When touching a banana, the microcontroller will transmit a character from 0 to 7, we can then receive this value in clojure using a serial-port library, turn it into an int, map the value to a scale to get a note. And play this using an instrument - in this case - the excellent sampled piano available in Overtone.
(ns musikk.core
(:require [serial-port :as serial]
[overtone.live :refer :all]
[overtone.inst.sampled-piano :refer :all]))
(def port (serial/open "/dev/tty.usbserial-A800F185" 57600))
(defn chr->int [c]
(-> (char c)
(str)
(Integer.)))
(defn banana-touch [input]
(let [index (chr->int input)
my-scale (scale :C4 :major)
note (nth my-scale index)]
(sampled-piano :note note :sustain 0.2)))

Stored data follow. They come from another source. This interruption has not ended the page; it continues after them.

PR #3379, opened 2022-08-31
HTTP server instrumentation TCK

shakuzen:
Similar to the http client instrumentation tests, these tests are meant for http server instrumentation to ensure they include the expected tags in a minimal set of scenarios that should be supported.

Pure Jetty servlet instrumentation does not even tag `uri` since getting a templated URI is not generically possible at that level. Therefore the tests are disabled for Jetty server instrumentation.

There are probably more scenarios we should test in all instrumentations. Please let me know more to add. Improvements to the usability/API are also welcome.


micrometer-test/src/test/java/io/micrometer/core/instrument/JerseyServerTimingInstrumentationVerificationTests.java
```diff
@@ -0,0 +1,88 @@
...
+    @Produces(MediaType.TEXT_PLAIN)
+    public static class TestResource {
+
+        @GET
+        public String root() {
+            return "hello";
+        }
+
+        @GET
+        @Path("hello/{name}")
```
marcingrzejszczak, line 69: I wonder if these strings can't be  static finals in the test abstract class. That way you will be sure that you're using the proper strings. WDYT?

shakuzen: I agree it would be good to have some way to avoid typos and improve discoverability beyond the current setup of it being in the JavaDoc. I'm wondering if an enum might make it easy for implementors to find all the routes that should be implemented. I'm going to draft something and see if I can get some feedback on it.

shakuzen: Ah, I tried making the enum and immediately realized that won't work for using here because the annotation needs a constant value, which is doesn't recognize enum fields/methods as constant, even though they effectively are.

shakuzen: See newly added `InstrumentedRoutes` class with string constants. WDYT?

(serial/on-byte port banana-touch)
Now enjoy and experiment with scales and different instruments in Overtone - your efforts will not be fruitless. Maybe I'll make a broccoli theremin next time my niece visits. :)
Update:
Since a few people have asked, here's a wiring diagram. It's super easy, only wires and no extra components. The ground plane (alu foil) is optional. If you're having problems in very noisy environments you can put a 1nF capacitor in line with the banana. I used an arduino nano, but any atmega328 based arduino can be used (nano, uno, etc). (And probably all others with minor modifications). Any wires you can connect to a banana and an arduino works. My arduino had male headers, I used 4p dupont female-female cables, which i broke out to 1p male-male for each individual banana. These come in all shapes, genders and lengths on ebay for very little money.